■ **WHAT TO WORK ON**
Please go through the records below and return every line holding the word "github".

■ **Dataset records**
PR #222, opened 2023-08-04
Adding options for disabling normalization and noise label for ProbabilisticLabeller, and checking picks for AddGap and ChannelDropout.

zhong-yy:
## Changes
1. Create an bool-type variable "noise_column" in the PickLabeller class to determine whether a noise label will be constructed. If the noise_column is false, no noise label will be created, and labels will not be normalized.
2. Update the `SupervisedLabeller::_check_labels()` function
3. Update `test_probabilistic_pick_labeller()`

## A visual example
```python
from seisbench.generate import ProbabilisticLabeller
import numpy as np
import matplotlib.pyplot as plt
np.random.seed(42)
p=50
s=100
state_dict = {
    "X": (
        10 * np.random.rand(3, 200),
        {
            "trace_p_arrival_sample": p,
            "trace_s_arrival_sample": s,
        },
    )
}
fig,axs=plt.subplots(4,2,sharex="all")

for i,noise_column in enumerate([True,False]):
    labeller = ProbabilisticLabeller(
        dim=0, shape="gaussian",sigma=20, noise_column=noise_column
    )
    labeller(state_dict)

    state_dict["y"][0].shape
    print(np.all(state_dict["y"][0]>=0))

    for j in range(3):
        ax=axs[j][i]
        ax.plot(state_dict["X"][0][j,:].T)
    axs[3][i].plot(state_dict["y"][0].T)
    axs[3][i].axvline(p,color="blue",label="True P")
    axs[3][i].axvline(s,color="red",label="True S")
axs[3][1].legend()
```
image

### DIFF
--- a/.pre-commit-config.yaml
+++ b/.pre-commit-config.yaml
@@ -6,8 +6,9 @@ repos:
     args: ['--maxkb=1000']
   - id: check-toml
   - id: check-json
-  - id: pretty-format-json
-    args: [--autofix]
+# Hook shows incompatibility with ipynb files
+#  - id: pretty-format-json
+#    args: [--autofix]
   - id: end-of-file-fixer
   - id: trailing-whitespace
 - repo: https://github.com/pycqa/isort
--- a/seisbench/generate/augmentation.py
+++ b/seisbench/generate/augmentation.py
@@ -395,7 +395,12 @@ class ChannelDropout:
                     # if all channels are zeros, ignore original phase arrivals
                     for key in metadata.keys():
                         if key.endswith("_arrival_sample"):
-                            metadata[key] = np.nan
+                            if isinstance(metadata[key], (int, np.integer, float)):
+                                # single window case
+                                metadata[key] = np.nan
+                            else:
+                                # multi-window case
+                                metadata[key] = [np.nan] * len(metadata[key])
 
         state_dict[self.key[1]] = (x, metadata)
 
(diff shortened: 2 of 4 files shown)


yetinam:
Thanks for the PR! I might take some days until I get around to review it.

zhong-yy:
Hi @yetinam, I also added some checks for the output of AddGap() and ChannelDropout(), see https://github.com/seisbench/seisbench/issues/223. 

If the waveform segment containing a phase is zeroed out after a gap is added, the corresponding phase arrival will be set to NaN. If all channels are zeros after dropping some channels, all arrival samples will be set to NaN.

yetinam:
Thanks for the addition. Please make the zeroing from ChannelDropout optional as well. I'll put an explanation in the issue thread. Could you also add two short unit tests for the new changes?

yetinam:
I'd suggest using np.allclose instead of np.isclose(np.sum())

zhong-yy:
Thank you for your feedback. I just add an option `check_picks_in_gap` for ChannelDropout. I  also changed the criterion for deciding whether a pick within a gap will be ignored. If the pick is within the gap and it is far enough from the border of the gap, then the pick is made NaN. 

I will add two unit tests tomorrow or in a few days.

yetinam (approved):
I've now reviewed the PR. Looks good and the test are very comprehensive! Thanks for the addition. I've added some very minor changes and will merge the PR once the CI passes.

Once again, thanks a lot for your contribution!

■ **RESULT OF THE TASK**
 - repo: https://github.com/pycqa/isort
Hi @yetinam, I also added some checks for the output of AddGap() and ChannelDropout(), see https://github.com/seisbench/seisbench/issues/223. 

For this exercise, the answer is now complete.